Section of the Criminal Law Consolidation Act 1953 | Offence | Minimum Penalty |
48 | Rape | 10 years |
48A | Compelled sexual manipulation | 5 years |
49 | Unlawful sexual intercourse | 3 years and 4 months |
50 | Persistent sexual exploitation of a child | 10 years |
56 | Indecent assault | 10 years |
58 | Acts of gross indecency | 1 year for first offence and 1 year and 8 months for a subsequent offence |
59 | Abduction of a male or female person | 6 years |
60 | Procuring sexual intercourse | 3 years and 4 months |
63 | Production or dissemination of child pornography | 4 years |
63A | Possession of child pornography | 1 year and 8 months or 2 years and 4 months if aggravated for a first offence, and 2 years and 4 months or 3 years and 4 months if aggravated for subsequent offences |
63B | Procuring a child to commit an indecent act | 4 years |
66(1) | Compelling a child to provide commercial sexual services | 10 years |
66(2) | Unduly influencing a child to provide commercial sexual services | 10 years |
67 | Deceptive recruiting for commercial sexual services | 4 years |
68(1) | Use of a child in commercial sexual services | 10 years |
68(2) | Asking a child to commit commercial sexual services | 3 years |
68(3) | Profiting from a child's commercial sexual services | 1 year and 8 months |
72 | Incest | 3 years and 4 months |
The Hon. A. BRESSINGTON: I will talk about a couple of these. Section 48 of the Criminal Law Consolidation Act 1953—Rape, minimum penalty 10 years. That is rape of a child, and a child is anybody under the age of 13. Section 48A—Compelled sexual manipulation, five years. Section 49—Unlawful sexual intercourse, three years and four months. Section 50—Persistent sexual exploitation of a child, 10 years. Section 56—Indecent assault, 10 years.
I was going to have this legislation so that it could be tailored down to the most serious offence—plea bargaining, if you like—and the minimum must be administered by the courts. However, I have changed my mind. I have decided that if they have seven different counts for serious sex offending against children, then that should be a cumulative time.

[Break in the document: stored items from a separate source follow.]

PR #1550, opened 2025-03-07
feat(pir): captcha providers

madblex:
**Asana Task/Github Issue:** https://app.asana.com/0/0/1209555302496203

- tech design: https://app.asana.com/0/0/1209498481524623

## Description

This PR:
- refactors the captcha action handlers to enable extensibility (see associated [tech design](https://app.asana.com/0/0/1209498481524623))
- adds support for existing captcha providers: recaptcha, recaptcha enterprise, captcha (partially)
- adds scaffolding for cloudflare turnstile
- adds support for the new `navigate` action, already augmented with the new `injectCaptchaHandler` property (see associated [tech design](https://app.asana.com/0/1206054067224240/1209329834965895))
- adds `resolveActionHandlers` resolver for the action handlers that uses a remote config to determine which version is used 

TODO:
- [x] polish up the code, I am still deciding upon some patterns I used, names, etc
- [x] create remote config and wire up the value in `resolveActionHandlers`
- [x] manual testing
- [x] automated testing
- [ ] reference asana tasks next to TODOs

## Testing Steps

- `cd injected`
- `npm run playwright` should pass

## Checklist

*Please tick all that apply:*


injected/src/features/broker-protection/captcha-services/utils/index.js
```diff
@@ -0,0 +1,3 @@
+export * from './sitekey';
+export * from './token';
+export * from './stringify-function';
```
shakyShane, line 3: As you already saw, these are not easy to use in node, and they can mask the true dependency chain of a single file.

We want to be deliberate with imports/exports - even though it's more verbose, it prevents accidental inclusion of code. Bundlers are not smart enough to completely mitigate this yet :(

injected/src/features/broker-protection/captcha-services/captcha.service.js
```diff
@@ -0,0 +1,87 @@
...
+        const response = {
+            url: removeUrlQueryParams(window.location.href), // query params (which may include PII)
+            siteKey: captchaIdentifier,
+            type: captchaProvider.getType(),
+        };
+        return new SuccessResponse({ actionID, actionType, response });
+    } catch (e) {
+        return new ErrorResponse({ actionID, message: `[getCaptchaInfo] ${e.message}` });
+    }
+};
```
shakyShane, line 56: In line with the other comments, we can avoid using throw/try/catch as control flow. In this example, if you want to avoid the duplication, stick a function inline to make it less verbose?

```js
/**
 * Gets the captcha information to send to the backend
 *
 * @param {import('../types.js').PirAction} action
 * @param {Document | HTMLElement} root
 */
export const getCaptchaInfo = (action, root = document) => {
    const { id: actionID, selector, actionType, captchaType } = action;
    const error = (message) => new ErrorResponse({ actionID, message: `[getCaptchaInfo] ${message}` });

    if (!selector) {
        return error('missing selector');
    }

    const captchaContainer = getElement(root, selector);
    if (!captchaContainer) {
        return error(`could not find captchaContainer with selector ${selector}`);
    }

    const captchaProvider = getCaptchaProvider(captchaContainer, captchaType);
    const captchaIdentifier = captchaProvider.getCaptchaIdentifier(captchaContainer);
    if (!captchaIdentifier) {
        return error(`could not extract captcha identifier from ${captchaType} captcha`);
    }

    const response = {
        url: removeUrlQueryParams(window.location.href), // query params (which may include PII)
        siteKey: captchaIdentifier,
        type: captchaProvider.getType(),
    };

    return new SuccessResponse({ actionID, actionType, response });
};
```

Either way once the `getCaptchaIdentifier` method (and others) are refactored to not throw exceptions, then this pattern above would be fine.

shakyShane (changes requested):
Thanks @madblex for your first contribution! 

I like the pattern you're thinking of here, I just noted some small things related to matching the existing codebase's patterns around type-safety etc. Here's a small summary:

- 1. try to design richer return types to avoid needing to use exceptions as control flow
- 2. favour `implements` over `extends` to avoid class inheritance (this is awkward in JSDoc, but I gave an example in the comments)
- 3. remove 'index' files if they only serve to enable re-exports. In this codebase it's preferred to be explicit about import/exports.
- 4. prefer `function foo() {` over `const foo = () => {` in module-level functions

In terms of number 2, I made this change on a branch just to verify the types would still work correctly, you can take a look here https://github.com/duckduckgo/content-scope-scripts/commit/bf391d26fb8719b8ed751ae161e272a884a502d4

injected/src/features/broker-protection/captcha-services/providers/hcaptcha.js
```diff
@@ -0,0 +1,106 @@
+import { CaptchaProvider } from './provider.interface';
+import { injectTokenIntoElement, stringifyFunction } from '../utils';
+import { getUrlParameter, getUrlHashParameter, getElementByName, getElementWithSrcStart } from '../../utils';
+
+/**
+ * Provider for hCaptcha
+ */
+export class HCaptchaProvider extends CaptchaProvider {
```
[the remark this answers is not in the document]
brianhall: Also, feel free to throw out this hcaptcha provider for now as it's not actually in use.

injected/src/features/broker-protection/actions/click.js
```diff
@@ -1,4 +1,4 @@
-import { getElements } from '../utils.js';
+import { getElements } from '../utils';
```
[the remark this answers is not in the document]
madblex: done, thanks!

injected/src/features/broker-protection/actions/index.js
```diff
@@ -0,0 +1,31 @@
...
+            ? {
+                  navigate,
+                  ...captchaHandlers,
+              }
+            : {
+                  navigate: buildUrl,
+                  ...deprecatedCaptchaHandlers,
+              }),
+    };
+};
```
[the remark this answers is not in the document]
madblex: done, thanks!

injected/src/features/broker-protection/actions/navigate.js
```diff
@@ -0,0 +1,31 @@
...
+        const response = {
+            ...urlResult.success.response,
+            ...(codeToInject && { code: codeToInject }),
+        };
+
+        return new SuccessResponse({ actionID, actionType, response });
+    } catch (e) {
+        return new ErrorResponse({ actionID, message: `[navigate] ${e.message}` });
+    }
+};
```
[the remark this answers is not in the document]
madblex: done, thanks!

injected/src/features/broker-protection/captcha-services/providers/cloudflare-turnstile.js
```diff
@@ -0,0 +1,52 @@
+import { CaptchaProvider } from './provider.interface';
+
+export class CloudFlareTurnstileProvider extends CaptchaProvider {
```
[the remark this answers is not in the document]
madblex: Oh, I had no idea that's how you do it, much better, thanks! Applied

injected/src/features/broker-protection/captcha-services/providers/hcaptcha.js
```diff
@@ -0,0 +1,106 @@
...
+
+    /**
+     * @param {HTMLElement} captchaContainerElement - The element to check
+     * @returns {string|null} - The site key or null if not found
+     * @throws {Error}
+     */
+    getCaptchaIdentifier(captchaContainerElement) {
+        const captchaElement = this._getCaptchaElement(captchaContainerElement);
+        if (!captchaElement) {
+            throw new Error('[getCaptchaIdentifier] could not find captcha');
```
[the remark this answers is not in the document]
madblex: this is not about expressing optionality, it's a valid error

injected/src/features/broker-protection/captcha-services/providers/index.js
```diff
@@ -0,0 +1,14 @@
...
+import { ReCaptchaEnterpriseProvider } from './recaptcha-enterprise';
+import { CloudFlareTurnstileProvider } from './cloudflare-turnstile';
+import { HCaptchaProvider } from './hcaptcha';
+
+const captchaFactory = new CaptchaFactory();
+
+captchaFactory.registerProvider(ReCaptchaV2Provider);
+captchaFactory.registerProvider(ReCaptchaEnterpriseProvider);
+captchaFactory.registerProvider(CloudFlareTurnstileProvider);
+captchaFactory.registerProvider(HCaptchaProvider);
```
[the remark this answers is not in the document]
madblex: Oh that is so much better, applied, thanks!

injected/src/features/broker-protection/captcha-services/utils/index.js
madblex: Yea, I won't get into a debate on this 😅 removed all barrel files

injected/src/features/broker-protection/captcha-services/captcha.service.js
madblex: What exactly is the issue with throw/try/catch? I don't think perf is an issue here.

From a consistency pov, we are not dogmatic about not using it for the rest of the codebases.

Error return objects have some drawbacks, notably:
- verbose error checking, especially with JSdoc that makes condition types more awkward
- error propagation becomes more complex
- it's riskier as we may forget to handle cases, especially in JS where types are almost optional (we do have a catch all however)

I will branch off to outline the first 2 points after my mid-day break

@brianhall @shakyShane

injected/src/features/broker-protection/captcha-services/providers/hcaptcha.js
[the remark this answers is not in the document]
brianhall: I think you still want to return an error type so that it’s picked up on the native side like all other errors

injected/src/features/broker-protection/captcha-services/captcha.service.js
```diff
@@ -0,0 +1,107 @@
...
+ * @param {import('../types.js').PirAction} action
+ * @param {Document | HTMLElement} root
+ * @return {import('../types.js').ActionResponse}
+ */
+export function getCaptchaInfo(action, root = document) {
+    const { id: actionID, selector, actionType, captchaType } = action;
+    try {
+        if (!captchaType) {
+            // ensures backward compatibility with old actions
+            return getCaptchaInfoDeprecated(action, root);
```
madblex, line 44: @brianhall @shakyShane Here, in `getSupportingCodeToInject` above `solveCaptcha` below I ensure the new code is backwards-compatible for safety.

I am still not sure this is needed since C-S-S and JSON are **both** remotely delivered and we control releases. There is no harm in having it, but it will make testing more complex (more flows to test) and it may affect how quickly we can deprecate the code.

LMK what you think; we can discuss.

injected/src/features/broker-protection/captcha-services/providers/hcaptcha.js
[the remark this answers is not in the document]
madblex: that is done by the consumer, see the try/catch in `getCaptchaInfo`

injected/src/features/broker-protection/captcha-services/captcha.service.js
jonathanKingston: @shakyShane wasn't the try/catch flow your proposal.

Largely we don't throw in C-S-S inject but for pir it's somewhat irrelevant what we do. What's the rationale for the change in direction?

shakyShane: no, my proposal was to avoid exceptions as control flow (where possible) since it's impossible to represent in Typescript (this matches the rest of PIR)

injected/src/features/broker-protection/captcha-services/captcha.service.js
```diff
@@ -0,0 +1,113 @@
...
+/**
+ * Takes the solved captcha token and injects it into the page to solve the captcha
+ *
+ * @param {import('../types.js').PirAction} action
+ * @param {string} token
+ * @param {Document} root
+ * @return {import('../types.js').ActionResponse}
+ */
+export function solveCaptcha(action, token, root = document) {
+    const { id: actionID, actionType, captchaType } = action;
```
brianhall, line 82: Just noticed something as I'm create the CloudFlare provider - we pass `selector` in the json here as well. We should consider doing the same as [we're doing here](https://github.com/duckduckgo/content-scope-scripts/pull/1550/files#diff-f8d65f97dd5fc02206720d3d9da5275ffd7edb3b3625e60cb06bba113be89d09R49-R52) to validate the container exists.

Curious if we need access to `root` here for canSolve / injectToken, or if we could get away with passing in `captchaContainer` to the supporting functions like `canSolve` and `injectToken`.

My main use-case is that in `canSolve` I'm trying to validate that attributes exist on the container, and I'd like to avoid doing any DOM lookups and instead just receive the captchaContainer directly. Believe this would work for `injectToken` as well.

madblex: @brianhall happy you brought this up. While porting the implementation I had the same questions.

Before I make the code change + retest, do you see or @shakyShane:
1. See any use for the `root` other than getting the `captchaContainer` using the `selector`?
2. Remember why the selector is not used in the [original implementation](https://github.com/duckduckgo/content-scope-scripts/blob/main/injected/src/features/broker-protection/actions/captcha.js#L91-L120)?

brianhall: 1. I can't come up with a valid use-case for it. Even if the solution were in a different root element (something I've never personally seen), we could pass that with `selector`. 
2. My guess is that the answer here is 🤷, but happy for @shakyShane to weigh in with more context. 😄

shakyShane: 'Root' was added to enable tooling, if that's not needed here (or not being used in general) feel free to omit it.

injected/src/features/broker-protection/captcha-services/providers/hcaptcha.js
```diff
@@ -0,0 +1,109 @@
+import { PirError } from '../../types';
```
brianhall, line 1: Let's just null this one out like cloudflareTurnstile and not invoke it in the registry. I'd like for us to implement this as a follow-up to your initial work. Feel free to just roll to a separate PR and link in Asana.

injected/src/features/broker-protection/captcha-services/providers/registry.js
```diff
@@ -0,0 +1,27 @@
...
+
+captchaFactory.registerProvider(
+    new ReCaptchaProvider({
+        type: 'recaptchaEnterprise',
+        providerUrl: 'https://www.google.com/recaptcha/enterprise',
+        responseElementName: 'g-recaptcha-response',
+    }),
+);
+
+captchaFactory.registerProvider(new CloudFlareTurnstileProvider());
```
brianhall, line 24: For this pass, let's not register cloudFlare or hCaptcha until we test explicitly, just to reduce the surface area.

brianhall (dismissed):
@madblex This looks great to me. I left some comments and did some testing (see below) but nothing blocking from me.

I tested this PR directly in XCode in the following scenarios:

1. Using existing Spokeo JSON file (e.g. no `captchaType` in `getCaptchaInfo`) - ✅ Succeeded as expected
2. Using an invalid `captchaType` in Spokeo's JSON (`captchaType: 'bleh'`) - ❌ Failed as expected 
3. Using an explicit `captchaType` in Spokeo's JSON (`captchaType: 'recaptcha2'`) - ✅ Succeded as expected
4. Using a real but mismatched captchaType in Spokeo's JSON (`captchaType: 'cloudflareTurnstile'`) - ✅ Fell back to recaptcha2 and succeeded.

Very excited to see us in a better place captcha-wise. Great job.

injected/src/features/broker-protection/execute.js
```diff
@@ -1,25 +1,21 @@
...
- * @param {"extract" | "fillForm" | "click" | "expectation" | "getCaptchaInfo" | "solveCaptcha" | "navigate"} action.actionType
+ * @param {import('./types.js').PirAction} action
  * @param {Record<string, any>} inputData
  * @param {Document} [root] - optional root element
  * @return {Promise<import('./types.js').ActionResponse>}
  */
 export async function execute(action, inputData, root = document) {
     try {
+        const { navigate, extract, click, expectation, fillForm, getCaptchaInfo, solveCaptcha } = resolveActionHandlers({
+            useNewActionHandlers: true, // TODO: replace with remote config setting
```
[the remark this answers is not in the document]
madblex: correct, it is addressed in #1560

injected/src/features/broker-protection/captcha-services/get-captcha-container.js
```diff
@@ -0,0 +1,21 @@
...
+        return PirError.create('missing selector');
+    }
+
+    const captchaContainer = getElement(root, selector);
+    if (!captchaContainer) {
+        return PirError.create(`could not find captcha container with selector ${selector}`);
+    }
+
+    return captchaContainer;
+}
```
madblex, line 21: @brianhall both `getCaptchaInfo` and `solveCaptcha` use this now, we then pass down `captchaContainer` to the supporting functions.

I updated all code and interfaces + tested locally with the Mac OS browser on multiple scenarios

madblex:
> @madblex This looks great to me. I left some comments and did some testing (see below) but nothing blocking from me.
> 
> I tested this PR directly in XCode in the following scenarios:
> 
> 1. Using existing Spokeo JSON file (e.g. no `captchaType` in `getCaptchaInfo`) - ✅ Succeeded as expected
> 2. Using an invalid `captchaType` in Spokeo's JSON (`captchaType: 'bleh'`) - ❌ Failed as expected
> 3. Using an explicit `captchaType` in Spokeo's JSON (`captchaType: 'recaptcha2'`) - ✅ Succeded as expected
> 4. Using a real but mismatched captchaType in Spokeo's JSON (`captchaType: 'cloudflareTurnstile'`) - ✅ Fell back to recaptcha2 and succeeded.
> 
> Very excited to see us in a better place captcha-wise. Great job.

Thanks Brian, and thanks for testing as well! Did a very similar test matrix and it all worked well with the new changes. Ready for another round of reviews.

brianhall (dismissed):
These updated changes look great to me.

injected/src/features/broker-protection/captcha-services/providers/provider.interface.js
```diff
@@ -0,0 +1,75 @@
...
+        throw new Error('injectToken() missing implementation');
+    }
+
+    /**
+     * Creates a callback function to execute when the captcha is solved
+     * @abstract
+     * @param {string} token - The solved captcha token
+     * @returns {PirError|string|null} Callback function to execute when the captcha is solved
+     */
+    getSolveCallback(token) {
```
brianhall, line 72: @madblex Sorry, I missed this on my last review. Could we inject captchaContainerElement here as well? I need it for grabbing the callback name from the container and wrapping it.

brianhall: Added the change here, feel free to disregard if needed - I imagine we'll need some testing updates as well: https://github.com/duckduckgo/content-scope-scripts/pull/1576

madblex: The alternative is to use a setter/initialiser method and remove the `captchaContainerElement` from all methods. I think we can explore something like that in future iterations if we find ourselves changing common/unrelated code often. For now, I'd say what you did in #1576 is appropriate.

 @brianhall Are you fine with me merging your change directly or you'd like to add it as part of your work?

brianhall: Feel free to merge, thanks!

brianhall (dismissed):

shakyShane (approved):

brianhall (approved):

shakyShane (approved):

The Hon. S.G. Wade: That's what they're doing with the serious and organised crime bill.
The Hon. A. BRESSINGTON: Yes, exactly. The Hon. Stephen Wade makes the point that that is what the government is doing in the serious and organised crime bill (cumulative sentences), so does that not equate to the same for the safety of our children? I say it again: those in the fields of science, medicine, psychology and psychiatry say that child sex offenders are the most difficult offenders to rehabilitate, and no-one can ever guarantee that they are rehabilitated. We do not have any mechanism in place to be able to track them, to be able to know when they are out if they are offending again.
Just to show you how sly these people are, Mark Trevor Marshall was released from gaol and part of his parole requirements were that he said he wanted to attend a TAFE course. He was granted that and the corrections supervisor would drop him off at TAFE at 9 o'clock in the morning and pick him up at 3 o'clock in the afternoon. He just happened to pick a TAFE that was within walking distance of the children he had been terrorising previously. He used to catch a bus to Saint Mary Magdalene's school from the Elizabeth TAFE and he would go into the school, take the little girl (who was then five) out of the school to an empty allotment over the road from the school into the bushes and sexually assault her, and then he would return her to school.
He would go back to TAFE in time for the officer to pick him up. What he was telling his tutor at the time was that he was in the library studying. It was only a 10 minute bus ride to the school that he was going to and a 10 minute ride back. He did that consistently for months to this little girl. Then, when he was starting to feel quite comfortable, he sexually abused her little brother as well. This cannot be allowed to happen anymore and, if people do this and they get caught, then their punishment should befit their crime. That is all I have to say on this. I commend this bill to the house. I ask the government to please consider this. Marry it up with serious and organised crime.
Debate adjourned on motion of Hon. S.G. Wade.